(Data for processing begins)

Issue #2126, opened 2025-05-07
DefinedNames SheetNames are not escaped correctly, if a sheet gets renamed


R3dByt3:
### Description

Renaming a sheet might cause Microsoft Excel to show a warning that the file contains broken links. This happens if the sheet name contains whitespaces for example and definedNames referencing this sheet. This is also the reason why some sheet names are escaped and others not. This PR checks via regex for non word characters and escapes sheet names in definedNames if required. The current implementation only preserves already present escaping, even if it is not required anymore.
Currently "Sheet 2!$A$1:$A$2"
Required "'Sheet 2'!$A$1:$A$2"

### Steps to reproduce the issue

DefinedName = "Sheet1!$A$1:$A$2"
```
	if err := f.SetSheetName("Sheet1", "Requires escaping"); err != nil {
		log.Println(err)
		return err
	}
```

### Describe the results you received

DefinedName = "Requires escaping!$A$1:$A$2"

### Describe the results you expected

DefinedName = "'Requires escaping'!$A$1:$A$2" 

### Go version

1.24.2

### Excelize version or commit ID

2.9.0 / master

### Environment

```shell
Alpine, Microsoft Excel 365
```

### Validations

- [x] Check that there isn't already an issue that reports the same bug to avoid creating a duplicate.
- [x] The provided reproduction is a minimal reproducible example of the bug.

PR #2127, opened 2025-05-07
DefinedNames SheetNames are not escaped correctly, if a sheet gets renamed

R3dByt3:
# PR Details

DefinedNames SheetNames are not escaped correctly, if a sheet gets renamed

## Description

Renaming a sheet might cause Microsoft Excel to show a warning that the file contains broken links. This happens if the sheet name contains whitespaces for example and definedNames referencing this sheet. This is also the reason why some sheet names are escaped and others not. This PR checks via regex for non word characters and escapes sheet names in definedNames if required. The current implementation only preserves already present escaping, even if it is not required anymore.
Currently "Sheet 2!$A$1:$A$2"
Required "'Sheet 2'!$A$1:$A$2"

## Related Issue

#2126 

## Motivation and Context

Fixes "broken links".

## How Has This Been Tested

Tested in a local project.

## Types of changes

## Checklist

### DIFF
--- a/adjust.go
+++ b/adjust.go
@@ -15,6 +15,7 @@ import (
 	"bytes"
 	"encoding/xml"
 	"io"
+	"regexp"
 	"strconv"
 	"strings"
 	"unicode"
@@ -38,10 +39,10 @@ var adjustHelperFunc = [9]func(*File, *xlsxWorksheet, string, adjustDirection, i
 		return f.adjustDataValidations(ws, sheet, dir, num, offset, sheetID)
 	},
 	func(f *File, ws *xlsxWorksheet, sheet string, dir adjustDirection, num, offset, sheetID int) error {
-		return f.adjustDefinedNames(ws, sheet, dir, num, offset, sheetID)
+		return f.adjustDefinedNames(sheet, dir, num, offset)
 	},
 	func(f *File, ws *xlsxWorksheet, sheet string, dir adjustDirection, num, offset, sheetID int) error {
-		return f.adjustDrawings(ws, sheet, dir, num, offset, sheetID)
+		return f.adjustDrawings(ws, sheet, dir, num, offset)
 	},
 	func(f *File, ws *xlsxWorksheet, sheet string, dir adjustDirection, num, offset, sheetID int) error {
 		return f.adjustMergeCells(ws, sheet, dir, num, offset, sheetID)
@@ -1014,7 +1015,7 @@ func (from *xlsxFrom) adjustDrawings(dir adjustDirection, num, offset int, editA
 
 // adjustDrawings updates the ending anchor of the two cell anchor pictures
 // and charts object when inserting or deleting rows or columns.
-func (to *xlsxTo) adjustDrawings(dir adjustDirection, num, offset int, editAs string, ok bool) error {
+func (to *xlsxTo) adjustDrawings(dir adjustDirection, num, offset int, ok bool) error {
 	if dir == columns && to.Col+1 >= num && to.Col+offset >= 0 && ok {
 		if to.Col+offset >= MaxColumns {
 			return ErrColumnNumber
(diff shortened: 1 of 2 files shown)


adjust.go
```diff
@@ -467,9 +468,10 @@ func adjustRangeSheetName(rng, source, target string) string {
 				if singleQuote {
 					part = strings.TrimPrefix(strings.TrimSuffix(part, "'"), "'")
 				}
+				needsQuoting := regexp.MustCompile(`\W`).MatchString(target)
 				if part == source {
-					if part = target; singleQuote {
-						part = "'" + part + "'"
+					if part = target; needsQuoting {
```
xuri, line 473: Using `string.Contains` instead of regexp for better performance. Just simplify like this:

```diff
for k, part := range parts {
    singleQuote := strings.HasPrefix(part, "'") && strings.HasSuffix(part, "'")
    if singleQuote {
        part = strings.TrimPrefix(strings.TrimSuffix(part, "'"), "'")
    }
    if part == source {
-       if part = target; singleQuote {
+       if part = target; singleQuote || strings.Contains(target, " ") {
            part = "'" + part + "'"
        }
    }
    parts[k] = part
}
```

xuri (changes requested):
Thanks for your PR. I've left a comment.

adjust.go
R3dByt3: Thank you very much for your feedback, but I think this regex is required. As written in the description _non word characters_ probably all have to be escaped, especially characters excel syntactically uses:

'!' '$' ':' '-' '_' ...

So I thought using a regex instead of checking for each special character individually would be the preferred solution.

xuri: Yep, I forget we already have [`escapeSheetName`](https://github.com/xuri/excelize/blob/8fdc26e286734b808dcab1546760768b60045e67/adjust.go#L308-L317) function, use it would be better approach:

```diff
for k, part := range parts {
    singleQuote := strings.HasPrefix(part, "'") && strings.HasSuffix(part, "'")
    if singleQuote {
        part = strings.TrimPrefix(strings.TrimSuffix(part, "'"), "'")
    }
    if part == source {
-       if part = target; singleQuote {
+       if part = escapeSheetName(target); singleQuote {
            part = "'" + part + "'"
        }
    }
    parts[k] = part
}
```

R3dByt3: Fixed - sorry my git somehow messed up during refactoring

xuri (changes requested):
Hi @R3dByt3, I found new issue on update defined name with multiple worksheets. Please consider this case:

```go
package main

import (
    "fmt"

    "github.com/xuri/excelize/v2"
)

func main() {
    f := excelize.NewFile()
    defer func() {
            fmt.Println(err)
        }
    }()
    if _, err := f.NewSheet("Sheet 3"); err != nil {
        fmt.Println(err)
        return
    }
    if err := f.SetDefinedName(&excelize.DefinedName{
        Name:     "Amount3",
        RefersTo: "'Sheet 3'!$A$2:$D$5",
        Comment:  "defined name comment",
        Scope:    "Sheet3",
    }); err != nil {
        fmt.Println(err)
        return
    }
    if err := f.SetDefinedName(&excelize.DefinedName{
        Name:     "Amount",
        RefersTo: "Sheet1!$A$2:$D$5",
        Comment:  "defined name comment",
        Scope:    "Sheet2",
    }); err != nil {
        fmt.Println(err)
        return
    }
    if err := f.SetSheetName("Sheet1", "Requires escaping"); err != nil {
        fmt.Println(err)
        return
    }
        fmt.Println(err)
    }
}
```

The defined name "Amount3" shouldn't be changed.

- Expected: `'Sheet 3'!$A$2:$D$5`
- Actual:   `Sheet '3'!$A$2:$D$5`

The fix could be like this:

```go
func adjustRangeSheetName(rng, source, target string) string {
    source = escapeSheetName(source)
    cellRefs := strings.Split(rng, ",")
    for i, cellRef := range cellRefs {
        rangeRefs := strings.Split(cellRef, ":")
        for j, rangeRef := range rangeRefs {
            parts := strings.Split(rangeRef, "!")
            for k, part := range parts {
                if strings.TrimPrefix(strings.TrimSuffix(part, "'"), "'") == source {
                    part = escapeSheetName(target)
                }
                parts[k] = part
            }
            rangeRefs[j] = strings.Join(parts, "!")
        }
        cellRefs[i] = strings.Join(rangeRefs, ":")
    }
    return strings.Join(cellRefs, ",")
}
```

xuri (approved):
Great work! Thanks for your contribution.

xuri (approved):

(Data for processing ends)

§ What to produce: Give the count of lines above that include the word "Thanks", stating no other information.

§ Problem solution: 2